Note \(\nabla × \nabla G=0\) $$( \nabla × \nabla G)_i=\varepsilon _{ijk} \partial _j \partial _k G$$ $$={1 \over 2} \varepsilon _{ijk} \partial _j \partial _k G+{1 \over 2} \varepsilon _{ijk} \partial _j \partial _k G$$ $$={1 \over 2} \varepsilon _{ijk} \partial _j \partial _k G+{1 \over 2} \varepsilon _{i\color{red}{kj}} \partial _{\color{red}{k}} \partial _{\color{red}{j}} G$$ $$={1 \over 2} \varepsilon _{ijk} \partial _j \partial _k G \color{red}{-}{1 \over 2} \varepsilon _{i\color{red}{jk}} \partial _j \partial _k G=0$$

在相對論中，上述的操作可以寫為4-Potential的形式： $$(\bar{\phi},\overrightarrow{\bar{A}} )=(\phi ,\overrightarrow{A} )+(\partial _{ct} G,- \nabla G)=(\phi ,\overrightarrow{A} )+(\partial _{ct},- \nabla )G$$ 回憶 $$\partial ^\mu =(\partial _{ct},- \nabla )$$ 故寫成 $$\bar{A} ^\mu =A^\mu +\partial ^\mu G$$

Coulomb gauge condition：非相對論性Non-relativistic $$ \nabla \cdot \overrightarrow{A}=0$$

Lorenz gauge condition：相對論性，滿足Lorentz transformation $$ \nabla \cdot \overrightarrow{A}+{1 \over c} {\partial \phi \over \partial t}=0$$ 寫成Scalar form $$\partial _\mu A^\mu =0$$ 所以滿足相對論轉換。

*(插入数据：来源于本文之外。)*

Issue #12190, opened 2024-12-09
Set `internal_address_config` on HttpConnectionManager explicitly


jijiechen:
### Description

Envoy is warning when HCM does not have  explicit `internal_address_config` set and it will not consider any IP address as internal in a future release, so we need to adapte to this change before our next Envoy version bump.

This is considered a feature because it did not impact our existing versions. 

### Reproduce steps

1. download Kuma
2. Run the zone cp and a DP following the [quick start guide](https://kuma.io/docs/2.9.x/quickstart/universal-demo/)
3. check the sidecar log

### Actual result

A warning shows up:

```
[2024-12-09 06:12:49.716][20][warning][misc] [source/extensions/filters/network/http_connection_manager/config.cc:82] internal_address_config is not configured. The existing default behaviour will trust RFC1918 IP addresses, but this will be changed in next release. Please explictily config internal address config as the migration step.
```

### Expected result

No warning.

### More information

As the warning states, the HCM recognized [IP addresses defined in RFC1918](https://datatracker.ietf.org/doc/html/rfc1918#section-3) as internal by default, and this will be changed in a newer release. This will impact the behaviour of logging and header santination of Envoy.

This behaviour can be controlled by Envoy runtime feature flag
__envoy.reloadable_features.explicit_internal_address_config__
This feature flag defaults to `false` in all existing Envoy versions (1.29.11, 1.32.2), but the code has been changed to defaults to `true` on the `main` branch.

There is a related Envoy CVE:
* [CVE-2024-45806](https://github.com/envoyproxy/envoy/security/advisories/GHSA-ffhv-fvxq-r6mf): (CVSS Score 6.5, Moderate): Potential for x-envoy headers to be manipulated by external sources.

What is an internal address?
> [.InternalAddressConfig](https://www.envoyproxy.io/docs/envoy/latest/api-v3/extensions/filters/network/http_connection_manager/v3/http_connection_manager.proto#envoy-v3-api-msg-extensions-filters-network-http-connection-manager-v3-httpconnectionmanager-internaladdressconfig) Configures what network addresses are considered internal for stats and header sanitation purposes. If unspecified, only RFC1918 IP addresses will be considered internal. See the documentation for [x-envoy-internal](https://www.envoyproxy.io/docs/envoy/latest/configuration/http/http_conn_man/headers#config-http-conn-man-headers-x-envoy-internal) for more information about internal/external addresses.
[...]

PR #12986, opened 2025-03-03
feat(xds): add internal address config onto HttpConnectionManager

jijiechen:
## Motivation

add internal address config onto HttpConnectionManager, more details are available in issue https://github.com/kumahq/kuma/issues/12190

## Implementation information

introducing a new configuration item `ipam.knownInternalCIDRs` on zonal CP to allow users specify their known internal address pool and we assign these values when generating Envoy config for HttpConnectionManager

## Supporting documentation

fixes https://github.com/kumahq/kuma/issues/12190


pkg/xds/envoy/listeners/filter_chain_configurers.go
```diff
@@ -86,11 +85,18 @@ func ServerSideStaticTLS(tlsCerts core_xds.ServerSideTLSCertPaths) FilterChainBu
 	})
 }
 
-func HttpConnectionManager(statsName string, forwardClientCertDetails bool) FilterChainBuilderOpt {
-	return AddFilterChainConfigurer(&v3.HttpConnectionManagerConfigurer{
+func HttpConnectionManager(statsName string, forwardClientCertDetails bool, annotators ...v3.HttpConnectionManagerConfigurerAnnotateFunc) FilterChainBuilderOpt {
+	hcmConfigurer := &v3.HttpConnectionManagerConfigurer{
```
jijiechen, line 89: Adding optional "annotator" functions to this Opt so that existing invocation can stay unchanged. Existing code on mutating the HttpConnectionManager by marshal+unmarshal the proto message could potentially benifit from this design too.

pkg/core/xds/types.go
```diff
@@ -188,6 +188,8 @@ type Proxy struct {
 	RuntimeExtensions map[string]interface{}
 	// Zone the zone the proxy is in
 	Zone string
+	// InternalAddresses is a set of address prefixes that are considered internal to the mesh, it will be configured to in Envoy HCM config
+	InternalAddresses []InternalAddress
```
jijiechen, line 192: Adding this field on the `Proxy` object so that the value can be accessed by the generators and plugins. `InternalAddress` carry values of the same category of existing data like `ApiVersion`

lukidzi (commented):
Can we add more test cases? I would like to see Gateway/ZoneEgress/ZoneIngress configuration change either by `outbound_proxy` generator, Mesh*Route. Also, what about `admin_proxy_generator`, `prometheus_endpoint_generator`?

pkg/xds/envoy/listeners/filter_chain_configurers.go
jijiechen: It's refactored, so no more annotators

jijiechen:
We are using Envoy `1.32` in 2.10, and Envoy 1.32  removed the default builtin internal addresses. So this PR is better to be merged in this 2.10 release.
Source: https://github.com/envoyproxy/envoy/blob/main/source/extensions/filters/network/http_connection_manager/config.cc#L83-L86

docs/generated/raw/kuma-cp.yaml
```diff
@@ -825,6 +825,15 @@ ipam:
     cidr: 243.0.0.0/8 # ENV: KUMA_IPAM_MESH_MULTI_ZONE_SERVICE_CIDR
   # Interval on which Kuma will allocate new IPs for MeshServices and MeshExternalServices
   allocationInterval: 5s # ENV: KUMA_IPAM_ALLOCATION_INTERVAL
+  # KnownInternalCIDRs contains a list of CIDRs which are considered internal and trusted by Envoy when sending HTTP requests
+  knownInternalCIDRs: # ENV: KUMA_IPAM_ALLOCATION_INTERVAL
```
lukidzi, line 829: Should we include our CIDRs for MeshService, MeshExternalService, and MeshMultiZoneService, as well as possibly 240.0.0.0? I'm not entirely sure when the address IP is validated, but if the outbound listener is bound to one of these IPs and validation happens at this step, we might miss some data.

jijiechen: You mean to include these addresses automatically whenever they were set, right?
I think we can do it, yes

jijiechen: Also, the environment var name is incorrect in this comment

lukidzi: Yes, we could add them automatically.

jijiechen: The `isInternalRequest` is used to check if a request is originated from an internal client, so it's not necessary to include these Mesh*Service CIDRs since they are only used as destinations.
https://github.com/envoyproxy/envoy/blob/main/source/common/http/conn_manager_utility.cc#L222-L251

Envoy attaches a set up request headers when forwarding requests to the upstream. It removes "internal only headers" from requests originated from external clients, so that, in this case, the upstream server only receives trusted/sanitized headers.

lukidzi (approved):
LGTM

剛剛已經寫下電場\(\overrightarrow{E}\)、磁場\(\overrightarrow{B}\)在加入Gauge之下保持不變 $$\overrightarrow{\bar{E}}=\overrightarrow{E}$$ $$\overrightarrow{\bar{B}}=\overrightarrow{B}$$ 這其實說明，\(F^{\mu \nu}\) 也在加入Gauge之下保持不變： $$ \bar{F} ^{\mu \nu} =F^{\mu \nu} $$ 當然我們也可以寫下證明 $$\bar{F} ^{\mu \nu} =\partial ^\mu \bar{A} ^\nu -\partial ^\nu \bar{A} ^\mu$$ $$=\partial ^\mu (A^\nu +\partial ^\nu G)-\partial ^\nu (A^\mu +\partial ^\mu G)$$ $$=\partial ^\mu A^\nu +\color{red}{\partial ^\mu \partial ^\nu G}-\partial ^\nu A^\mu -\color{red}{\partial ^\nu \partial ^\mu G}$$ $$=\partial ^\mu A^\nu -\partial ^\nu A^\mu =F^{\mu \nu} $$